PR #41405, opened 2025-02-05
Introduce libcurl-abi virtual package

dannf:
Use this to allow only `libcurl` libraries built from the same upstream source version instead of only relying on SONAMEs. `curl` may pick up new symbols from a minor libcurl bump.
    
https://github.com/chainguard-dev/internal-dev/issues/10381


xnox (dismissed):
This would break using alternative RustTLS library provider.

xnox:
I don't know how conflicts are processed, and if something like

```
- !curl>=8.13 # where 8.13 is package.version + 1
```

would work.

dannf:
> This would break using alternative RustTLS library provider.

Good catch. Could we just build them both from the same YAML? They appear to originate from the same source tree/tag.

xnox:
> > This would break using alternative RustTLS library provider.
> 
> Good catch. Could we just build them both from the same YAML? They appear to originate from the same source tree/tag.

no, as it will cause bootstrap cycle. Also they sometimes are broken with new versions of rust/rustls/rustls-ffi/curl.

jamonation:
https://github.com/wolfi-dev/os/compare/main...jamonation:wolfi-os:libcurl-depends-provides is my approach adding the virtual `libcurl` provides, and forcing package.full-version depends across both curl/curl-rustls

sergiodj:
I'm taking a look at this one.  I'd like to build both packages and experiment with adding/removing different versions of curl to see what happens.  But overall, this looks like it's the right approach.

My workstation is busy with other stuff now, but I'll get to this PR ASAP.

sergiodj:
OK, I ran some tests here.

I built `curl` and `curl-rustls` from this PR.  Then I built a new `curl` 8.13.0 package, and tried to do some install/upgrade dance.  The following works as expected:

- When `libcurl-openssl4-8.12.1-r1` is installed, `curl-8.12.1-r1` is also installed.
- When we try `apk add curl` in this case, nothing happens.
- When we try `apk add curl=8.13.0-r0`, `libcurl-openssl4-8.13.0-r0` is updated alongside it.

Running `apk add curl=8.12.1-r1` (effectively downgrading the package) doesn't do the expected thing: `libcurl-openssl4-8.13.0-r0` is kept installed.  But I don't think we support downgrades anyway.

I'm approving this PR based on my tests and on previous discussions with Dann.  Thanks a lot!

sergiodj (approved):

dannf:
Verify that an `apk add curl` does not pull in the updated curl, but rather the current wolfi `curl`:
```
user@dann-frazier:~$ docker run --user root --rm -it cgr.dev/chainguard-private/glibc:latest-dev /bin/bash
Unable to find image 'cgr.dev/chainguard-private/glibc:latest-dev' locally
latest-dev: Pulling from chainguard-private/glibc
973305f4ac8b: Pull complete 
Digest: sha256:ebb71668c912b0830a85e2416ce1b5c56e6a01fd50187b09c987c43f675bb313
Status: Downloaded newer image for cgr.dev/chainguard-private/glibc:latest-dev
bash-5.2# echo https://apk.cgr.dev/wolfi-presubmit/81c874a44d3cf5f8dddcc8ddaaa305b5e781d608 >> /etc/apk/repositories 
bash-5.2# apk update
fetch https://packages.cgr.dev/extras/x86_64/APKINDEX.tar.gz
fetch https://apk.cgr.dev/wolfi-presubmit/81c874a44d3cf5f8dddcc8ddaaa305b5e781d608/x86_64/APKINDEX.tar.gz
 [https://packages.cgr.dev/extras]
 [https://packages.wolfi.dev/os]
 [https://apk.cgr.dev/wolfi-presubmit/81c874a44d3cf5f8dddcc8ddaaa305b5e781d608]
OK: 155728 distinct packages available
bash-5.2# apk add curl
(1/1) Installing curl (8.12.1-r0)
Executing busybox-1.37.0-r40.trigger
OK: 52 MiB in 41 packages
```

──────────

WHAT THE TASK REQUIRES: Make an exact copy of the lines running from the one with "updated alongside it." to the last line of the listing, including both ends.

ANSWER BELOW:
- When we try `apk add curl=8.13.0-r0`, `libcurl-openssl4-8.13.0-r0` is updated alongside it.

Running `apk add curl=8.12.1-r1` (effectively downgrading the package) doesn't do the expected thing: `libcurl-openssl4-8.13.0-r0` is kept installed.  But I don't think we support downgrades anyway.

I'm approving this PR based on my tests and on previous discussions with Dann.  Thanks a lot!

sergiodj (approved):

dannf:
Verify that an `apk add curl` does not pull in the updated curl, but rather the current wolfi `curl`:
```
user@dann-frazier:~$ docker run --user root --rm -it cgr.dev/chainguard-private/glibc:latest-dev /bin/bash
Unable to find image 'cgr.dev/chainguard-private/glibc:latest-dev' locally
latest-dev: Pulling from chainguard-private/glibc
973305f4ac8b: Pull complete 
Digest: sha256:ebb71668c912b0830a85e2416ce1b5c56e6a01fd50187b09c987c43f675bb313
Status: Downloaded newer image for cgr.dev/chainguard-private/glibc:latest-dev
bash-5.2# echo https://apk.cgr.dev/wolfi-presubmit/81c874a44d3cf5f8dddcc8ddaaa305b5e781d608 >> /etc/apk/repositories 
bash-5.2# apk update
fetch https://packages.cgr.dev/extras/x86_64/APKINDEX.tar.gz
fetch https://apk.cgr.dev/wolfi-presubmit/81c874a44d3cf5f8dddcc8ddaaa305b5e781d608/x86_64/APKINDEX.tar.gz
 [https://packages.cgr.dev/extras]
 [https://packages.wolfi.dev/os]
 [https://apk.cgr.dev/wolfi-presubmit/81c874a44d3cf5f8dddcc8ddaaa305b5e781d608]
OK: 155728 distinct packages available
bash-5.2# apk add curl
(1/1) Installing curl (8.12.1-r0)
Executing busybox-1.37.0-r40.trigger
OK: 52 MiB in 41 packages
```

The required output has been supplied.